Q.46. Find the average of the following set of numbers.
          354, 281, 623, 518, 447, 702, 876
a)      538 b) 555 c) 568 d) 513 e) None of these
    Ans: (e) None of these 
  Explanation:
 Required average = 354 + 281 + 623 + 518 + 447 + 702 + 876 = 3801/7 = 543.Ans.
Q. 47.  If  average of 11 consecutive odd numbers is 17, what is the difference between the smallest and the largest number?

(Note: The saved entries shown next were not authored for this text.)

PR #10033, opened 2015-01-15
Made SocketIO client compatible with SocketIO version 1.x

roed:
For our indie gamedev studio Toothpaste & Bubblegum we wanted to use the newest socket.io version, but we discovered the 1.x version has a different protocol and didn't work with the client shipped with cocos2d-x. That's why we have rewritten the client for socketio version 1.x. We have tested the client on socket.io version 1.2.1.

### DIFF
--- a/cocos/network/SocketIO.cpp
+++ b/cocos/network/SocketIO.cpp
@@ -606,8 +606,10 @@ void SIOClientImpl::onClose(WebSocket* ws)
         {
             iter->second->receivedDisconnect();
         }
+        _clients.clear();
     }
-
+    _connected = false;
+    
     this->release();
 }
 
--- a/cocos/network/SocketIO.cpp
+++ b/cocos/network/SocketIO.cpp
@@ -135,6 +135,10 @@ public:
 
     std::string getUri();
     std::string getSid();
+    
+    inline bool isConnected() {
+        return _connected;
+    }
 };
 
 
@@ -858,6 +862,10 @@ SIOClient* SocketIO::connect(const std::string& uri, SocketIO::SIODelegate& dele
             socket->addClient(path, c);
 
             socket->connectToEndpoint(path);
+        }
+        
+        if (!socket->isConnected()) {
+            socket->connect();
         }
     }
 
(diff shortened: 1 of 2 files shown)


rauchg:
Great stuff!

samuele3hu:
It seems that it wasn't compatible with socketio 0.9x,does it?

roed:
This client doesnt work with 0.9, that's right, they are so different, 0.9 and 1.x

roed:
What do you want @samuele3hu, that the client should support both? Perhaps it's possible to switch implementation with a define statement? The protocol and logic for version 1.x is very different. Each endpoint connection uses the same session id now. So I think it's not possible to support both within the same class.

darkdukey:
[ci rebuild]

zilongshanren:
[ci rebuild]

darkdukey:
[ci rebuild]

himynameschris:
Ive merged this feature with backwards compatibility into #11441

roed:
was it difficult?

himynameschris:
most of the v1.x protocol handling was contributed by @IVBakker to another implementation I started using the Poco c++ framework, he created a class to handle the difference in packet format between .9 and 1, which i think was the hardest part. I just ported it over to what I original wrote in cocos2d-x for 0.9

here is the original 1.0 client using the Poco libraries: https://github.com/hannon235/socket.io-poco

zilongshanren:
@roed  Another PR to resolve this issue? https://github.com/cocos2d/cocos2d-x/pull/11583

roed:
@andyque it seems so. The other PR is backwards compatible with socketio 0.9. Seems like we both reinvented the wheel. I dont know how the other PR handles reconnection logic etc, but I think the cocos team will go for backwards compatibility

himynameschris:
I did not add any logic to automatically reconnect, so in its current state it is up to the user to catch the socket closing then reconnect on their own. That would be something worth porting over once its merged-

pandamicro:
As https://github.com/cocos2d/cocos2d-x/pull/11583 is merged into v3, I close this PR, Thanks for all the contributions

PR #10045, opened 2015-01-16
fix websocket dead lock

zilongshanren:


zilongshanren:
fix https://github.com/cocos2d/cocos2d-x/issues/10013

(a) 18  (b)  20  (c) 22  (d) 24   (e) None of these
Ans:  (b) 20
 Explanation:
  Let the numbers be x, x + 2, x+ 4, x +6, x+8, x + 10, x+12, x+14, x + 16, x + 18 and x + 20;
 Here, the smallest number = x  and   the largest number = x + 20
Therefore, their difference = x + 20 – x = 20.Ans.
Q. 48. The average of five consecutive odd numbers is 95. What is the fourth number in the descending order?
 (a) 91  (b) 95  (c) 99 (d) 97   (e)None of these
Ans: (e) None of these
Explanation:
Let the sum of the numbers be x + x +2 +  x +4 + x + 6 + x + 8 = 5 × 95 = 475
 5x + 20 = 475        :. x= 91
The fourth number in descending order = x + 2  = 91 + 2 =93. Ans.
Q. 49.  The average of marks obtained in 120 students was 35. If the average of passed candidates was 39 and that of failed candidates is 15, the number of candidates who  passed the examination is:
(a) 100   (b) 110   (c) 120   (d) 80
Ans: (a) 100
Explanation:
The sum of the marks obtained by 120 students = 120 × 35 = 4200
Let ‘x’ be the number of passed candidates
Then, sum of the marks obtained by the passed candidates = x × 39 = 39x
So, sum of the marks obtained by the failed candidates = (120 – x) 15
i.e.  39x + (120 – x ) 15 = 4200
       39x + 1800 – 15x = 4200
      39x -15x = 4200 – 1800 = 2400
      24x = 2400       and  so,   x = 100. Ans.
Q. 50.  The average marks in Hindi subject  of a class of 54 students is 76. If the marks of two students are misread as 60 and 77 of the actual marks 36 and 47 respectively, then what would be the correct average?
 (a) 75.5   (b) 77  (c) 75  (d) 76.5  (e) None of these
 Ans: (c) 75
Explanation:
The sum of the marks of 54 students = 54 × 76 = 4104
Difference of marks misread = 54
Subtracting this difference = 4104 – 54 = 4050
Now, the correct average = 4050/54 = 75. Ans.
Solution to Jessie's problem:
Q. The mean temperature on any day of the week varies from between 35 degree centigrade and 42 degree centigrade. Which of the following can represent maximum average temperature for the week?
(a) 35   (b) 36   (c) 41   (d) Can't be determined    (e) None of these
Ans: E
Explanation:
The required average = (35 + 42)/2 = 38.